Required action:
On the basis of the records below, report how many lines contain the word "true". Nothing else should be given.

Data in this exercise:
PR #102, opened 2016-10-20
[#499] Expose FDA applications, approvals and documents

georgiana-b:
opentrials/opentrials#499


api/controllers/fda_applications.js
```diff
@@ -0,0 +1,51 @@
...
+
+function getFdaApplications(req, res) {
+  const params = req.swagger.params;
+  const page = params.page.value;
+  const perPage = params.per_page.value;
+
+  return FdaApplication.fetchPage({
+      page: page,
+      pageSize: perPage,
+      withRelated: ['fda_approvals', 'organisation'],
```
vitorbaptista: Use the `FdaApplication` defined in the model instead

api/controllers/fda_applications.js
```diff
@@ -0,0 +1,51 @@
+'use strict';
+
+const FdaApplication = require('../models/fda_application');
+
+function getFdaApplication(req, res) {
+  const id = req.swagger.params.id.value;
+
+  return new FdaApplication({ id: id }).fetch({
+      withRelated: ['fda_approvals', 'organisation'],
```
vitorbaptista: Use the `FdaApplication` defined in the model instead

api/controllers/fda_applications.js
```diff
@@ -0,0 +1,51 @@
...
+      if (fda_application) {
+        res.json(fda_application);
+      } else {
+        res.status(404);
+        res.finish();
+      }
+    });
+}
+
+function getFdaApplications(req, res) {
```
vitorbaptista: To keep naming consistenty with https://github.com/opentrials/api/blob/master/api/controllers/sources.js, name it `listFdaApplications`

api/swagger/swagger.yaml
```diff
@@ -974,6 +1030,59 @@ definitions:
       name:
         type: string
 
+  FdaApplications:
```
vitorbaptista: Rename to `FdaApplicationList` (to keep consistency with `SourceList`)

test/api/controllers/fda_applications.js
```diff
@@ -0,0 +1,66 @@
...
+    it('returns 404 if there\'s no FDA application with the received ID', () => (
+      server.inject('/v1/fda_applications/BADFDAID')
+        .then((response) => {
+          response.statusCode.should.equal(404);
+        })
+    ));
+
+    it('returns the FDA application', () => (
+      factory.create('fda_application').then((model) => {
+        return server.inject('/v1/fda_applications/' + model.attributes.id)
```
vitorbaptista: Prefer ES6 style: \`/v1/fda_applications/${model.attributes.id}\`

test/api/controllers/fda_applications.js
```diff
@@ -0,0 +1,66 @@
...
+          .then((response) => {
+            response.statusCode.should.equal(200);
+
+            const expectedResult = JSON.parse(JSON.stringify(model.toJSON()));
+            const result = JSON.parse(response.result);
```
vitorbaptista: There's a global method (ugly, I know :sad:) named `toJSON()` that you can use here, as `const expectedResult = toJSON(model)` (I think you don't need to do `toJSON(model.toJSON())`, but I haven't tested)

Also, I don't think you need to parse the `response.result`, as it should already be handled by Hapi.

test/api/controllers/fda_applications.js
```diff
@@ -0,0 +1,66 @@
...
+  describe('GET /v1/fda_applications', () => {
+    it('returns the FDA applications in pages', () => (
+      factory.create('fda_application').then((model) => {
+        return server.inject('/v1/fda_applications')
+          .then((response) => {
+            response.statusCode.should.equal(200);
+
+            const expectedResult = {
+              total_count: 1,
+              items: [JSON.parse(JSON.stringify(model.toJSON()))],
```
vitorbaptista: Same as above, I think `toJSON(model)` would be enough.

test/api/controllers/fda_applications.js
```diff
@@ -0,0 +1,66 @@
...
+      factory.create('fda_application').then((model) => {
+        return server.inject('/v1/fda_applications?page=2')
+          .then((response) => {
+            response.statusCode.should.equal(200);
+
+            const expectedResult = {
+              total_count: 1,
+              items: [],
+            }
+            const result = JSON.parse(response.result);
```
vitorbaptista: As above, I guess there's no need to parse the result

test/factory.js
```diff
@@ -227,4 +229,28 @@ factory.define('sourceRelatedToSeveralRecords', Source, {
...
+  drug_name: 'Healer',
+  active_ingredients: 'healing',
+  organisation_id: factory.assoc('organisation', 'id'),
+}, {
+  afterCreate: (fdaApplication, attrs, callback) => {
+    factory.create('fda_approval', { fda_application_id: fdaApplication.id })
+    .then(() => new FdaApplication({ id: fdaApplication.id })
+      .fetch({ withRelated: ['fda_approvals', 'organisation'] }))
+    .then((instance) => callback(null, instance))
+    .catch((err) => callback(err));
```
vitorbaptista: Fix indentation and use the model's `FdaApplication.relatedModels`, so we avoid repetitions

test/factory.js
```diff
@@ -227,4 +229,28 @@ factory.define('sourceRelatedToSeveralRecords', Source, {
...
+  },
+});
+
+factory.define('fda_approval', FdaApproval, {
+  id: () => uuid.v1(),
+  supplement_number: 0,
```
vitorbaptista: If I remember correctly, there's a uniqueness constraint on `supplement_number` and `fda_application_id`, so you should use `factory.sequence()` here.

api/controllers/fda_applications.js
```diff
@@ -0,0 +1,51 @@
...
+function getFdaApplication(req, res) {
+  const id = req.swagger.params.id.value;
+
+  return new FdaApplication({ id: id }).fetch({
+      withRelated: ['fda_approvals', 'organisation'],
+    })
+    .catch((err) => {
+      res.finish();
+      throw err;
+    })
```
vitorbaptista: The `catch` should be the last thing we do in the promise, as a fallback for any error that happened (e.g. if `res.json()` on line 17 throws an error, this code will hang).

api/models/fda_application.js
```diff
@@ -0,0 +1,32 @@
...
+    'fda_approvals',
+    'organisation',
+  ],
+  fda_approvals: function () {
+    return this.hasMany('FdaApproval');
+  },
+  organisation: function () {
+    return this.belongsTo('Organisation');
+  }
+},{
```
vitorbaptista: Small styling: `}, {` instead of `},{` (notice the extra whitespace)

api/controllers/fda_applications.js
```diff
@@ -0,0 +1,51 @@
+'use strict';
+
+const FdaApplication = require('../models/fda_application');
```
vitorbaptista: Use `FDAApplication` instead, as `FDA` is an acronym (not only here, but throughout the PR)

api/models/document.js
```diff
@@ -2,40 +2,79 @@
...
+    return attributes
+  },
+  file: function () {
+    return this.belongsTo('File');
+  },
+  trials: function () {
+    return this.belongsToMany('Trial', 'trials_documents');
+  },
+  toJSONSummary: function () {
+    const attributes = this.attributes;
```
georgiana-b: I used `this.attributes` here because I needed access to `source_url` which is not visible and thus not available through `toJSON()`.

test/api/models/document.js
```diff
@@ -43,8 +55,30 @@ describe('Document', () => {
...
+    it('returns summarized version of file', () => {
+      return factory.create('file')
+        .then((file) => factory.create('documentWithFile', { file_id: file.attributes.id }))
+        .then((doc) => new Document({ id: doc.attributes.id }).fetch({ withRelated: ['file'] }))
+        .then((doc) => doc.toJSON().file.should.deepEqual(doc.related('file').toJSONSummary()));
+    });
+    it('returns empty object if it lacks file', () => {
+      return factory.create('document', {file_id: undefined})
+        .then((doc) => new Document({ id: doc.attributes.id }).fetch({ withRelated: ['file'] }))
+        .then((doc) => doc.toJSON().file.should.deepEqual({}));
```
georgiana-b: I should've used `equal()` instead of `deepEqual()` but for some reason that raised: `AssertionError: expected Object {} to be Object {}` :smile:.

vitorbaptista: Not related to your comment, but it's usually better to use `should(foo).equal(bar)` instead of `foo.should.equal(bar)`, because if `foo` is `undefined`, this will throw a kind of cryptic error message (`undefined has no method 'should'` or similar.)

Also, if a `doc` has no `file`, it would be better if `doc.file == undefined`, so the API users won't need to test against `{}` as well.

georgiana-b:
@vitorbaptista Turns out the issue we had on `/documents` with `file` relation being an empty object comes from `fetchPage()` with uses `fetchAll()` which has [this known issue](https://github.com/tgriesser/bookshelf/issues/753).

So, the patch you made on `Document` would solve it but we're going to have the same problem anywhere we use `fetchAll` (or other collection methods) and there is a `1-to-1` relation.
Ex: In [`listFDAApplications`](https://github.com/georgiana-b/api/blob/1958e263954afb7d1ff6ffad4536978134b3fc26/api/controllers/fda_applications.js#L30). 

Bookshelf already [has an issue open particularly for this](https://github.com/tgriesser/bookshelf/issues/1299) which has been labeled as `More information required`. Maybe we should share our case with them? 

Anyway, while we wait for someone to solve it (or make a contribution), we could simply use [the option `model.toJSON({ omitNew: true})`](https://github.com/tgriesser/bookshelf/pull/1286) which will exclude attributes that are empty objects. 

Unfortunately I couldn't get it to work, hopefully because I'm misusing it. Maybe you'll have more success.
If you won't, we're in for even more patching. :confused:

vitorbaptista:
@georgiana-b I couldn't use `{omitNew: true}` either. However, I refactored the code to move the logic to the `BaseModel`, so we keep the code a bit more dry (see https://github.com/opentrials/api/pull/102/commits/62f04e740586f99aa01aecda56d72b2a1bc9c8fb).

I also renamed a few variables named `document`, as they're reserved words in JS (https://github.com/opentrials/api/pull/102/commits/320f62af1c4370f19ce0c448c022c8b8a2cc8d9a). There might be others I didn't see.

Expected answer:
2